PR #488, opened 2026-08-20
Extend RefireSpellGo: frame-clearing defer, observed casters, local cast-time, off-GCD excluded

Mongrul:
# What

________________________________________

What needs to be done: Every line from the one containing "Extend RefireSpellGo: frame-clearing" to the final line of the listing above should be set down exactly, with nothing added.

Answer section:
Extend RefireSpellGo: frame-clearing defer, observed casters, local cast-time, off-GCD excluded

Mongrul:
# What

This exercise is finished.